### Task inputs

PR #4078, opened 2017-01-19
fix transaction error of synced Realm.

zaki50:


realm/realm-library/src/main/java/io/realm/Realm.java
```diff
@@ -422,6 +422,8 @@ private static void initializeSyncedRealm(Realm realm) {
         } finally {
             if (commitChanges) {
                 realm.commitTransaction(false);
+            } else {
```
cmelchior: Also in `initializeRealm`?

cmelchior: Nvm, it does it already

realm/realm-library/src/main/java/io/realm/Realm.java
```diff
@@ -422,6 +422,8 @@ private static void initializeSyncedRealm(Realm realm) {
...
+                realm.cancelTransaction();
```
nhachicha: I think it's safe to check first if we're in a transaction `realm.isInTransaction()`

beeender: it should never happens ... if i happens, then it is a serious bug ...

cmelchior: The transaction is started when you enter the method?

PR #4096, opened 2017-01-24
Free the SharedRealm in phantom daemon

### LINKED ISSUE #3730: NullPointerException: Null reference used for synchronization. SharedRealm.finalize()
#### Actual Results

> E/System: Uncaught exception thrown by finalizer
> E/System: java.lang.NullPointerException: Null reference used for synchronization (monitor-enter)
> 	at io.realm.internal.SharedRealm.finalize(SharedRealm.java:318)
> 	at java.lang.Daemons$FinalizerDaemon.doFinalize(Daemons.java:217)
> 	at java.lang.Daemons$FinalizerDaemon.run(Daemons.java:200)
> 	at java.lang.Thread.run(Thread.java:818)

>Was reproduced by client. Appeared multiple times in logcat.
>"Once in a while a popup error message is shown telling that the app has crashed."

Realm version(s): 2.0.2

Which Android version and device: Samsung Galaxy A5 (Android 6.0.1)

beeender:
Treat the SharedRealm the same as other native objects.
SharedRealm.close will only call Object Store Realm::close without
deleting the ShareRealm pointer.
Then we don't need the finalizer anymore. Fix #3730 .
This is related with
https://github.com/realm/realm-object-store/pull/318
as well. It is possible that java close the Realm in any of the Object Store's 
callbacks. To avoid Object Store operating on a invalid SharedRealm
pointer, binding should try to make sure after callbacks. However, it
cannot be totally avoided since user could set the Realm instance to
null and the instance can be GCed at any time. It is still something
should be considered in the Object Store implementation.

### DIFF
--- a/CHANGELOG.md
+++ b/CHANGELOG.md
@@ -1,3 +1,9 @@
+## 2.3.1
+
+### Bug fixes
+
+* Fixed NPE problem happened in SharedRealm.finalize() (#3730).
+
 ## 2.3.0
 
 ### Object Server API Changes 
--- a/realm/realm-library/src/main/cpp/io_realm_internal_SharedRealm.cpp
+++ b/realm/realm-library/src/main/cpp/io_realm_internal_SharedRealm.cpp
@@ -29,6 +29,8 @@ static_assert(SchemaMode::Additive ==
 static_assert(SchemaMode::Manual ==
               static_cast<SchemaMode>(io_realm_internal_SharedRealm_SCHEMA_MODE_VALUE_MANUAL), "");
 
+static void finalize_shared_realm(jlong ptr);
+
 JNIEXPORT void JNICALL
 Java_io_realm_internal_SharedRealm_nativeInit(JNIEnv *env, jclass, jstring temporary_directory_path)
 {
@@ -98,8 +100,9 @@ Java_io_realm_internal_SharedRealm_nativeCloseSharedRealm(JNIEnv*, jclass, jlong
 {
     TR_ENTER_PTR(shared_realm_ptr)
 
-    auto ptr = reinterpret_cast<SharedRealm*>(shared_realm_ptr);
-    delete ptr;
+    auto shared_realm = *(reinterpret_cast<SharedRealm*>(shared_realm_ptr));
+    // Close the SharedRealm only. Let the finalizer daemon thread free the SharedRealm
+    shared_realm->close();
 }
 
 JNIEXPORT void JNICALL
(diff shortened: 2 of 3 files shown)


Zhuinden:
Does this mean your Realm instances can get released even if you don't explicitly call `close()` on them?

beeender:
@Zhuinden Actually it was released even before in the `finalize()`. But still, explicit call to `close()` is necessary since `SharedRealm` will bypass the `RealmCache`.

realm/realm-library/src/main/java/io/realm/internal/SharedRealm.java
```diff
@@ -215,10 +217,6 @@ public static SharedRealm getInstance(RealmConfiguration config, RealmNotifier r
         }
     }
 
-    long getNativePtr() {
```
kneth: Just moving it.

realm/realm-library/src/main/cpp/io_realm_internal_SharedRealm.cpp
```diff
@@ -29,6 +29,8 @@ static_assert(SchemaMode::Additive ==
 static_assert(SchemaMode::Manual ==
               static_cast<SchemaMode>(io_realm_internal_SharedRealm_SCHEMA_MODE_VALUE_MANUAL), "");
 
+static void finalize_shared_realm(jlong ptr);
```
kneth: Do we need this prototype?

beeender: Yes, for the `-Wmissing-declarations`.

realm/realm-library/src/main/java/io/realm/internal/SharedRealm.java
beeender: it looks better to be together with `getNativeFinalizerPtr()` and close to `close()`. :)

realm/realm-library/src/main/cpp/io_realm_internal_SharedRealm.cpp
kneth: Really? OK

CHANGELOG.md
```diff
@@ -1,3 +1,9 @@
+## 2.3.1
+
+### Bug fixes
+
+* Fixed NPE problem happened in SharedRealm.finalize() (#3730).
```
Zhuinden: I'm not sure if that `happened` is really needed.

beeender: doh .... too late ... it is all your fault, you comment 10 seconds earlier !! I will fix it next time when modify the changelog.

Zhuinden: I'm sorry 😭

######

[Problem description]:
In the entries, find every line holding "Zhuinden" and copy it.

[Exercise output]:
Zhuinden:
@Zhuinden Actually it was released even before in the `finalize()`. But still, explicit call to `close()` is necessary since `SharedRealm` will bypass the `RealmCache`.
Zhuinden: I'm not sure if that `happened` is really needed.
Zhuinden: I'm sorry 😭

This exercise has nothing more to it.